**Exercise directions**
From the entries below, transcribe exactly the lines between the line holding "j.rsaKeyMx.Lock()" and the line holding "First Implementation to", inclusive; skip all other lines.

**Provided data**

☆ ☆ ☆

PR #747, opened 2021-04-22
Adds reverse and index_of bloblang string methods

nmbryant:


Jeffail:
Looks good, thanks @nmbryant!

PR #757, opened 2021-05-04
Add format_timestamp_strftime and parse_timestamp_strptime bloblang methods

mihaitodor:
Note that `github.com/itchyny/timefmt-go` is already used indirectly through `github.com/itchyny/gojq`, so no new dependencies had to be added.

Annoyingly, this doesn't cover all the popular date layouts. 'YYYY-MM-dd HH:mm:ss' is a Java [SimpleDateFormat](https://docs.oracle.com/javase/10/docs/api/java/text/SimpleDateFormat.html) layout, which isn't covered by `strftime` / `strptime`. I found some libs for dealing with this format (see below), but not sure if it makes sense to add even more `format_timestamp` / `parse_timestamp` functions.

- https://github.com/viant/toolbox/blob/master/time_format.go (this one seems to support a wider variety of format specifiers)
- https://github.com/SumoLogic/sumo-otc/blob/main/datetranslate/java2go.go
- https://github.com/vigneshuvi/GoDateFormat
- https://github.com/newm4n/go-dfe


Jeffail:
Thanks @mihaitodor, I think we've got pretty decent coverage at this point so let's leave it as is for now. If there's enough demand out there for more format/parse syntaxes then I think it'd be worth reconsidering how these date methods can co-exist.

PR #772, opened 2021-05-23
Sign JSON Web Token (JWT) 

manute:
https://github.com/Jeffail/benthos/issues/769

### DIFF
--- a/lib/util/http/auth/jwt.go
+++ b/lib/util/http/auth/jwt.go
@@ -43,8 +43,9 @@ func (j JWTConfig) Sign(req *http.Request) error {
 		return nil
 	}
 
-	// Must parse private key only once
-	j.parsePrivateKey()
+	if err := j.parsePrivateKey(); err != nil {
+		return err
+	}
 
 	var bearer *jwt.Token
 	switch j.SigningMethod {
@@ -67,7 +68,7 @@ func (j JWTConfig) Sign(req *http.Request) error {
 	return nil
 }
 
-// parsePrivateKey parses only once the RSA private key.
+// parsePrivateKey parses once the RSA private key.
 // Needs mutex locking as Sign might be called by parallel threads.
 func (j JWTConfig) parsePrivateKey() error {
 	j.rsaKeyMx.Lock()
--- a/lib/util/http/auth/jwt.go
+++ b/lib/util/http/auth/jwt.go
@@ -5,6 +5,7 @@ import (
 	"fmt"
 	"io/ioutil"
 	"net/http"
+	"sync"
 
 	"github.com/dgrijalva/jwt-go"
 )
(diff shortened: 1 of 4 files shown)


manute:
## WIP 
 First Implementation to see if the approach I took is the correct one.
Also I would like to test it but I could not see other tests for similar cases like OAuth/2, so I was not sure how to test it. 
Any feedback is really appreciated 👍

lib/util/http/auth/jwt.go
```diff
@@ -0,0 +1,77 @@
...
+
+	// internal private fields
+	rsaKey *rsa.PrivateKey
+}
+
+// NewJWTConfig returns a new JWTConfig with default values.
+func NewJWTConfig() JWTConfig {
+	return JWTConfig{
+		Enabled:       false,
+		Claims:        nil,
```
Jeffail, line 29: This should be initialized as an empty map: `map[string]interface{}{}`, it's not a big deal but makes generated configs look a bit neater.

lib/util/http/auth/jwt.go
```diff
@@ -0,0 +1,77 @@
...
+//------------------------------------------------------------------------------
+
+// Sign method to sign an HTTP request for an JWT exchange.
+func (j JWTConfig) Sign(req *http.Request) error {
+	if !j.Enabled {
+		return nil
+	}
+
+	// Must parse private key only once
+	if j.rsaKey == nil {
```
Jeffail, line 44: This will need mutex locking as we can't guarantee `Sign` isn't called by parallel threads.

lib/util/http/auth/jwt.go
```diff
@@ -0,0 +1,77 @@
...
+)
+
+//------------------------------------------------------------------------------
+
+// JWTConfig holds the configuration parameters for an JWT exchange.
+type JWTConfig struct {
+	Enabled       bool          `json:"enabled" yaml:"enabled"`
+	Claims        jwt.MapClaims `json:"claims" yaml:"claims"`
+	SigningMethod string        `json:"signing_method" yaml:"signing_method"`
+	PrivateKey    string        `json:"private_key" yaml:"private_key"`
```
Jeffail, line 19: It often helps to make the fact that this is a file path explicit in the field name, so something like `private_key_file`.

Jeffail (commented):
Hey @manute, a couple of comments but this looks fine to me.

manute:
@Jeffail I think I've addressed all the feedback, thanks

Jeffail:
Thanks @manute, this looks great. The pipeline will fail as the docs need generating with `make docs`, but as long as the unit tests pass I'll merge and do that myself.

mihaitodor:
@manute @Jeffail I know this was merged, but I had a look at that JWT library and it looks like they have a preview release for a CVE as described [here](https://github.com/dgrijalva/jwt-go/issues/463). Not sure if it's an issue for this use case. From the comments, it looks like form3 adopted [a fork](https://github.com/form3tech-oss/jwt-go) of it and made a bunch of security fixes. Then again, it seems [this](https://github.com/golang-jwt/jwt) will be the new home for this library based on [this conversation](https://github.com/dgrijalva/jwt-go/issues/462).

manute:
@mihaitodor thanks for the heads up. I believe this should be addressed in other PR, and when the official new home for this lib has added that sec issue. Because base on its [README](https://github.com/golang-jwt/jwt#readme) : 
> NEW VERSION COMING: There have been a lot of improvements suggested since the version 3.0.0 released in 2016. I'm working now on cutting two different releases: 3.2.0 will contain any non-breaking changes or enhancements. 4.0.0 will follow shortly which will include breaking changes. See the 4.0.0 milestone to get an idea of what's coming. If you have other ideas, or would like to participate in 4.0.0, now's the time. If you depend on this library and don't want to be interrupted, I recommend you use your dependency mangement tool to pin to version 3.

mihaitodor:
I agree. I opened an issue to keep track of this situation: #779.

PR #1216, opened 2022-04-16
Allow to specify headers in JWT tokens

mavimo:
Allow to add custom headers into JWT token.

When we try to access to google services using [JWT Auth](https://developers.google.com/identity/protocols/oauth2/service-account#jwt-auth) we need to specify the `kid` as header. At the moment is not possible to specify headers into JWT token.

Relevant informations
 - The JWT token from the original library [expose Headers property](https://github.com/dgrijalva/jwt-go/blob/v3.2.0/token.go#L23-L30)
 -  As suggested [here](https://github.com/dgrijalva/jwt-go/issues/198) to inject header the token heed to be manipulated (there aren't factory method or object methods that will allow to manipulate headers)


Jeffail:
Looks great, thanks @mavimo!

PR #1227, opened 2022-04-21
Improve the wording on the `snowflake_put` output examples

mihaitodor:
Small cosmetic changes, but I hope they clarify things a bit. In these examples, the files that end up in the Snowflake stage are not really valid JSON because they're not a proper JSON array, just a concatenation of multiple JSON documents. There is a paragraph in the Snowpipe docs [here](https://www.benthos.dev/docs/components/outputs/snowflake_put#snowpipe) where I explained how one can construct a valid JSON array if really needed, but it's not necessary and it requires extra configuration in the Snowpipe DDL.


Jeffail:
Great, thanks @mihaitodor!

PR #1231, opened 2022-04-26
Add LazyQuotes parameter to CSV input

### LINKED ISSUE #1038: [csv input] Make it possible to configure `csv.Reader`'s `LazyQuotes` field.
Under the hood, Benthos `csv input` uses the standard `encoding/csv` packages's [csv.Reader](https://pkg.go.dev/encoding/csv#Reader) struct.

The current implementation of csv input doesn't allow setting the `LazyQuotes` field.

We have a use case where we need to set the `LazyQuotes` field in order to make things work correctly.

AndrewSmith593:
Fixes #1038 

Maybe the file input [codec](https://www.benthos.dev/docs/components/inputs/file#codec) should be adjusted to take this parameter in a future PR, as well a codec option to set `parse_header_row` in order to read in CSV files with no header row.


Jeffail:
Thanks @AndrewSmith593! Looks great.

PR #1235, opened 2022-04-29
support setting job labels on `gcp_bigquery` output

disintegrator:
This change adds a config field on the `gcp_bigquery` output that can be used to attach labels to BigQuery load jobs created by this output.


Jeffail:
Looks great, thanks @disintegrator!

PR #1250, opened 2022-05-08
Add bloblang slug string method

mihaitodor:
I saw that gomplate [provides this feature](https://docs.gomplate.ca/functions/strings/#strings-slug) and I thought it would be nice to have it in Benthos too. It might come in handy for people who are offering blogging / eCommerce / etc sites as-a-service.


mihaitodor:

☆ ☆ ☆

**Your response**
 	j.rsaKeyMx.Lock()
--- a/lib/util/http/auth/jwt.go
+++ b/lib/util/http/auth/jwt.go
@@ -5,6 +5,7 @@ import (
 	"fmt"
 	"io/ioutil"
 	"net/http"
+	"sync"
 
 	"github.com/dgrijalva/jwt-go"
 )
(diff shortened: 1 of 4 files shown)


manute:
## WIP 
 First Implementation to see if the approach I took is the correct one.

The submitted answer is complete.